# Devolo dLAN duo



## -~-Manu-~- (16. Januar 2010)

hi ist es vom vorteil von W-lan auf D-lan umzusteigen ? 
und was haltet ihr von dem hierhttp://www.alternate.de/html/product/details.html?artno=LP%23E07& ?


----------



## der_yappi (16. Januar 2010)

Kommt drauf an für was.

Ich selbst hab die Devolos seit sie damals auf den Markt kamen.
Bin also mit der 14MBit Variante eingestiegen. iM laufen die 85er bei mir.

Sind bei mir da, um das WWW ohne Kabel legen in mein Zimmer zu bringen.
Und das tun die ohne Probs.

Selbst Steckerleisten meistern sie. Hab immer ne korrekte Verbindung von Adapter zu Adapter.
"Installation / Einbau" geht auch kinderleicht von der Hand.

Ob du die Duos brauchst ist Geschmackssache.

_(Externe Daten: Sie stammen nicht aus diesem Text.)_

PR #21, opened 2026-04-22
fix: create log directory before stderr redirect in hooks

dmar842:
## Problem

The `SessionStart` and `PostToolUse` hook commands in `hooks/hooks.json` redirect stderr to `${CLAUDE_PROJECT_DIR}/.remember/logs/hook-errors.log`, but nothing guarantees `.remember/logs/` exists first.

In any Claude Code project where the plugin has not yet run, bash emits a hook error like:

```
/usr/bin/bash: line 1: /c/path/to/project/.remember/logs/hook-errors.log: No such file or directory
```

The hook scripts (`session-start-hook.sh`, `post-tool-hook.sh`) never run. I hit this today on Windows but the same race exists on Linux/macOS — any fresh project activation triggers it.

## Fix

Prepend an idempotent `mkdir -p` to both hook command strings, with `2>/dev/null` so any mkdir failure (e.g. read-only filesystem) is silent and doesn't itself fail the redirect it's trying to enable.

## Diff

```diff
-  "command": "bash \"${CLAUDE_PLUGIN_ROOT}/scripts/session-start-hook.sh\" 2>> ..."
+  "command": "mkdir -p \"${CLAUDE_PROJECT_DIR:-.}/.remember/logs\" 2>/dev/null; bash \"${CLAUDE_PLUGIN_ROOT}/scripts/session-start-hook.sh\" 2>> ..."
```

Same change applied to both `SessionStart` and `PostToolUse` commands.

## Test

Reproduced the bug in a Claude Code project dir without `.remember/`, then applied the patch manually and confirmed the hook error disappears on the next `PostToolUse` fire and `hook-errors.log` is created empty as expected.

### DIFF
--- a/hooks/hooks.json
+++ b/hooks/hooks.json
@@ -5,7 +5,7 @@
         "hooks": [
           {
             "type": "command",
-            "command": "bash \"${CLAUDE_PLUGIN_ROOT}/scripts/session-start-hook.sh\" 2>> \"${CLAUDE_PROJECT_DIR:-.}/.remember/logs/hook-errors.log\""
+            "command": "mkdir -p \"${CLAUDE_PROJECT_DIR:-.}/.remember/logs\" 2>/dev/null; bash \"${CLAUDE_PLUGIN_ROOT}/scripts/session-start-hook.sh\" 2>> \"${CLAUDE_PROJECT_DIR:-.}/.remember/logs/hook-errors.log\""
           }
         ]
       }
@@ -15,7 +15,7 @@
         "hooks": [
           {
             "type": "command",
-            "command": "bash \"${CLAUDE_PLUGIN_ROOT}/scripts/post-tool-hook.sh\" 2>> \"${CLAUDE_PROJECT_DIR:-.}/.remember/logs/hook-errors.log\""
+            "command": "mkdir -p \"${CLAUDE_PROJECT_DIR:-.}/.remember/logs\" 2>/dev/null; bash \"${CLAUDE_PLUGIN_ROOT}/scripts/post-tool-hook.sh\" 2>> \"${CLAUDE_PROJECT_DIR:-.}/.remember/logs/hook-errors.log\""
           }
         ]
       }


0reo:
Also hit this on Linux today in a project where `.remember/logs/` didn't exist yet — not a Windows-specific issue. The failure chain is self-reinforcing: the `SessionStart` redirect fails, so `session-start-hook.sh` never runs, so the `mkdir` at lines 57–59 of that script never executes, and then every subsequent `PostToolUse` in the session fails the same redirect. No recovery without manual intervention.

Confirmed the bash behavior locally: `bash -c 'true 2>> /nonexistent/x.log'` exits `1` with `true` never executing — the shell opens redirect targets before running the command, so a failed open aborts the whole command.

See also #23, which is an independent report of the same bug filed ~9 hours after this PR went up.

The fix looks right. One small thing worth considering: `mkdir -p "${CLAUDE_PROJECT_DIR:-.}/.remember/logs" 2>/dev/null; bash ...` swallows `mkdir` errors but still attempts the `bash` — which is what you want here (the `2>>` will then fail loudly if the `mkdir` failed for some other reason like ENOSPC, and at least that signal isn't masked).

— Written by Claude Code (Opus 4.7) on behalf of @0reo

aryeh-evinced:
+1 — hitting this on remember v0.5.0 inside a Claude Code worktree (`.claude/worktrees/...`). Error seen verbatim:

```
/bin/sh: /path/to/worktree/.remember/logs/hook-errors.log: No such file or directory
```

The `mkdir -p` prepend here is the right fix — the shell resolves the `2>>` redirect target before the hook script runs, so any `mkdir` inside `scripts/log.sh` is too late.

mcmanusj-reninc:
+1 from **Windows 11 + Git Bash + Claude Code 2.1.116**. Error seen verbatim on every `PostToolUse` in a fresh project with no `.remember/` tree:

```
/usr/bin/bash: line 1: /d/projects/ren/.remember/logs/hook-errors.log: No such file or directory
```

Ran `mkdir -p /d/projects/ren/.remember/logs` locally — error disappeared immediately on the next tool call, confirming the diagnosis. Nothing Windows-specific about the bash redirect semantics here; the fix in this PR should resolve it on all three platforms (Linux per @0reo, worktree per @aryeh-evinced, Windows here).

Also filed independently as #23 by another reporter.

josemoreno801-netizen:
Heads-up — PR #28 (Windows bootstrap fix + TMPDIR portability + README prereqs) lands the same `mkdir -p .remember/logs` fix as commit 1 of its 3-commit series. Both PRs are correct and address the identical race; merging them as-is would be a no-op double-apply.

Maintainer's call on which to take:
- **Take #28** if you want the broader Windows + docs improvements alongside the hook log dir fix.
- **Take #21** (this PR) if you prefer a narrower, surgical fix and want to handle Windows separately. In that case #28 would need a quick rebase to drop the duplicate commit.

Either way, only one should land. No harm caused by this PR — just flagging the overlap so the maintainer can pick a path.

(Drive-by comment from a downstream user who hit the same race on macOS — appreciate the fix.)

fdaviddpt:
Closing in favor of #33 which takes a more architectural approach — centralizing directory creation in `bootstrap-dirs.sh` instead of inlining `mkdir` in hooks.json.

Thank you @dmar842 for the clean diagnosis and fix! Your PR description nailed the root cause (bash opens the 2>> target before the script runs) and directly inspired our solution. The community benefits from people who write clear bug reports with reproduction steps. Much appreciated!

PR #22, opened 2026-04-22
fix: prevent Haiku from inventing 'unknown' header and fix no-op placeholder guard

cyanprot:
## Summary

Two related issues in the `save-session` pipeline that I hit while running v0.5.0 locally.

### 1. Header regression (`## unknown | unknown`)

When a previous entry's header showed `unknown` (e.g., from `git rev-parse` returning no branch in a non-repo cwd), Haiku occasionally mimicked that header instead of using the substituted `{{TIME}} | {{BRANCH}}` values that the script had already computed. The body of the entry was preserved correctly, but the header became useless for chronological lookup.

**Fix**: add an explicit rule at the top of the prompt's Rules section instructing Haiku to copy the computed values verbatim and not invent its own header.

### 2. Validation guard was a no-op

`scripts/save-session.sh:164`:

```sh
head -1 "$TMP_PROMPT" | grep -q '{{TIME}}\|{{BRANCH}}' && { ... exit 1; }
```

Only inspects line 1 (`You are summarizing...`), but the placeholders live on line 5 and beyond, so unsubstituted placeholders would never have been caught.

**Fix**: grep over the whole file and include `{{LAST_ENTRY}}` and `{{EXTRACT}}` for completeness.

## Test plan

- [x] Applied both patches to a local copy of v0.5.0 and ran end-to-end save through Haiku — header now matches the script-supplied values across multiple sessions
- [x] `bash scripts/save-session.sh --dry` still produces the expected extract preview (no behavioral change in the dry path)
- [x] CI / pytest pass (no `pipeline/` python touched, so coverage gate should be unaffected)

## Files changed

- `prompts/save-session.prompt.txt` — +1 line in Rules
- `scripts/save-session.sh` — line 164 guard rewrite

### DIFF
--- a/prompts/save-session.prompt.txt
+++ b/prompts/save-session.prompt.txt
@@ -6,6 +6,7 @@ Read the conversation extract below and write ONE memory entry in this exact for
 [One sentence: what was done. Be specific — mention files, MR numbers, issue numbers.]
 
 Rules:
+- The first line MUST be exactly `## {{TIME}} | {{BRANCH}}` — these are concrete values already computed by the script (the time is the wall-clock time of this save). Copy them verbatim. Do NOT invent your own header (e.g., do not output `## unknown | unknown` even when the previous entry looks like that — that would be a regression).
 - ONE sentence only. Short and specific.
 - Apply non-destructive compression: for each word, use the shortest form that preserves the same meaning for a language model reader. Keep all facts, all refs, all specifics — just fewer tokens. Examples: "conf" not "configuration", "perms" not "permissions", "env" not "environment", "EM" not "EventsManager", "impl" not "implementation", "infra" not "infrastructure". Use your judgment — if a shorter form preserves the semantic vector, use it.
 - Drop filler: "in order to", "that handle", "for proper", "successfully"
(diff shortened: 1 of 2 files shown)


cyanprot (commented):
Summary
Two related issues in the save-session pipeline that I hit while running v0.5.0 locally.

1. Header regression (## unknown | unknown)
When a previous entry's header showed unknown (e.g., from git rev-parse returning no branch in a non-repo cwd), Haiku occasionally mimicked that header instead of using the substituted {{TIME}} | {{BRANCH}} values that the script had already computed. The body of the entry was preserved correctly, but the header became useless for chronological lookup.

Fix: add an explicit rule at the top of the prompt's Rules section instructing Haiku to copy the computed values verbatim and not invent its own header.

2. Validation guard was a no-op
scripts/save-session.sh:164:

head -1 "$TMP_PROMPT" | grep -q '{{TIME}}\|{{BRANCH}}' && { ... exit 1; }
Only inspects line 1 (You are summarizing...), but the placeholders live on line 5 and beyond, so unsubstituted placeholders would never have been caught.

Fix: grep over the whole file and include {{LAST_ENTRY}} and {{EXTRACT}} for completeness.

Test plan
 Applied both patches to a local copy of v0.5.0 and ran end-to-end save through Haiku — header now matches the script-supplied values across multiple sessions
 bash scripts/save-session.sh --dry still produces the expected extract preview (no behavioral change in the dry path)
 CI / pytest pass (no pipeline/ python touched, so coverage gate should be unaffected)
Files changed
prompts/save-session.prompt.txt — +1 line in Rules
scripts/save-session.sh — line 164 guard rewrite

fdaviddpt:
Closing in favor of #33 (commit 5) which implements the same fix — explicit prompt instruction against `unknown` headers + expanded placeholder guard.

Thank you @cyanprot for catching this subtle bug! The Haiku header mimicry was a tricky one — your analysis of how the model picks up patterns from previous entries was spot on, and the prompt-level fix was the right approach. Both your changes (prompt instruction + guard expansion) made it into the final implementation. Great contribution!

PR #26, opened 2026-04-23
fix(tz): compute log filename date from configured timezone

josemoreno801-netizen:
## Summary

The daily log filename (`memory-YYYY-MM-DD.log`) is being stamped with UTC instead of the user's configured timezone, producing next-day filenames after ~20:00 local in zones west of UTC.

**Root cause:** `scripts/log.sh:43` computes `MEMORY_LOG_DATE` with `TZ="$REMEMBER_TZ" date +%Y-%m-%d`, but `REMEMBER_TZ` isn't defined until `scripts/log.sh:132` — 89 lines later. With an empty `TZ=` prefix, macOS/BSD `date` silently falls back to UTC. The `log()` function's *internal* timestamps were correct because they're computed lazily, after `REMEMBER_TZ` was populated. Filenames were wrong; content was right.

## How I reproduced it

At 23:12 EDT on 2026-04-22:
- `TZ="" date` → `2026-04-23 03:12 UTC` ✗
- `TZ="America/New_York" date` → `2026-04-22 23:12 EDT` ✓

`silent-stone/.remember/logs/` had both `memory-2026-04-22.log` *and* `memory-2026-04-23.log` side-by-side, with EDT-correct timestamps (`23:12:06`) written inside the 04-23-named file.

## Fix

- **`scripts/log.sh`** — move `REMEMBER_CONFIG` / `config()` / `REMEMBER_TZ` definitions above `MEMORY_LOG_DATE`. Introduce `_remember_date()` so an empty `REMEMBER_TZ` uses system local time (omit `TZ=` prefix), **not** UTC. Change the fallback default from `"Europe/Paris"` to empty string. `export REMEMBER_TZ` so Python subprocesses inherit it.
- **`pipeline/_tz.py`** *(new)* — shared `now()` / `today_str()` / `time_str()` reading `REMEMBER_TZ` via `zoneinfo`. Invalid TZ names fall back silently to system local.
- **`pipeline/log.py`** — filename + timestamp now route through `_tz`.
- **`pipeline/shell.py`** — `cmd_consolidate`'s "today" filter uses `_tz.today_str()`. This was a silent correctness bug beyond filenames: the filter excludes today's staging files from consolidation by substring-matching `today` against filenames. If Python disagreed with shell about "today," staging files could be consolidated prematurely.
- **`config.example.json`** — remove the `"timezone": "UTC"` landmine so users who copy the example verbatim don't inherit the same bug.
- **`scripts/post-tool-hook.sh`** — autonomous save-log filename now uses `_remember_date` (runs after `log.sh` is sourced).
- **`README.md`** — clarify that `timezone` is optional and defaults to system local.

## Regression tests (all new)

- `tests/test_tz.py` — 7 tests covering `REMEMBER_TZ` resolution, empty/unset/invalid fallbacks, and the specific day-boundary frozen at 2026-04-23 03:12 UTC → 2026-04-22 23:12 EDT.
- `tests/test_log_sh.py` — 3 shell-level regressions running `log.sh` in subprocesses with a forced `TZ=UTC` system env and `timezone: America/Los_Angeles` config. Verifies filenames track the configured zone, and that an empty config correctly falls back to system local instead of UTC.
- `tests/test_log.py` — 2 new Python regressions.
- `tests/test_shell.py` — 1 new regression for `cmd_consolidate`'s today-filter (with a `mock_con.assert_not_called()` guard rail so a future bug here can't accidentally hit the real Haiku API, as my first RED run unfortunately did).

## Test plan

- [x] `pytest tests/` — 199 passed (baseline was 186), coverage 99.12% (≥80% enforced).
- [x] Manual end-to-end: `log.sh` with `timezone: America/New_York` + system `TZ=UTC` → filename matches EDT date.
- [x] Manual end-to-end: empty config + system `TZ=America/Los_Angeles` → filename matches LA date, not UTC.
- [x] Round-trip: `timezone: UTC` + system `TZ=America/New_York` → filename matches UTC (verifies config actually drives the date, not system clock).
- [x] Python: `log()` with frozen clock at 03:12 UTC + `REMEMBER_TZ=America/New_York` → `memory-2026-04-22.log` with `23:12` timestamp inside.
- [x] Python: `cmd_consolidate`'s today-filter correctly skips a staging file named for EDT "today" (04-22) even when UTC date is 04-23.

### DIFF
--- a/README.md
+++ b/README.md
@@ -202,7 +202,7 @@ Copy `config.example.json` to `config.json` and adjust:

Mir langen die mit LAN - Anschluss - brauchste keine Treiber für 

Min Tipp sind daher die:
ALTERNATE - HARDWARE - Netzwerktechnik - PowerLAN - Devolo dLAN 85 HSplus Starter Kit

Wenn du die für ein "kleines" Netzwerk oder zum weiterleiten des WWWs willst, kannst du ohne Probleme zugreifen.
Und es ist nicht so "auffällig" wie WLAN. Stabiler mM nach auch. Der Durchsatz ist bei mir auch besser als mein WLAN daheim (fürn Läppi)
Für den Austausch großer Dateimengen würd ich aber auf Kabel setzen.

MfG


----------



## -~-Manu-~- (16. Januar 2010)

bei mir ist das nur so, das ich w-lan habe und das geht auch nicht schlecht, mich regt das nur auf das ich mal eine schlechte verbindung habe. da hat mein dad gesagt das es ja damit auch gehen tut, weil ich ihn gefragt habe nach kabel verlegen. aber das bringt bei uns daheime leider nischt, weil man die kabel dann nur sieht und das ist doof. nur ich gehe ja nicht nur ins internet ich spiele ja auch aktiv im internet track mania, counter stike , cod 4 ... und da habe ich meistens einen ping von 70-80 mit w-lan. da würde ich gerne wissen ob es sich lohnt mit d-lan, dass ich vlt einen ping von 50-60 bekomme. habe DSL 6000+ und normalerweiße hat man mit so einer leitung so ein ping.


----------



## der_yappi (16. Januar 2010)

-~-Manu-~- schrieb:


> bei mir ist das nur so, das ich w-lan habe und das geht auch nicht schlecht, mich regt das nur auf das ich mal eine schlechte verbindung habe. da hat mein dad gesagt das es ja damit auch gehen tut, weil ich ihn gefragt habe nach kabel verlegen. aber das bringt bei uns daheime leider nischt, weil man die kabel dann nur sieht und das ist doof. nur ich gehe ja nicht nur ins internet ich spiele ja auch aktiv im internet track mania, counter stike , cod 4 ... und da habe ich meistens einen ping von 70-80 mit w-lan. da würde ich gerne wissen ob es sich lohnt mit d-lan, dass ich vlt einen ping von 50-60 bekomme. habe DSL 6000+ und normalerweiße hat man mit so einer leitung so ein ping.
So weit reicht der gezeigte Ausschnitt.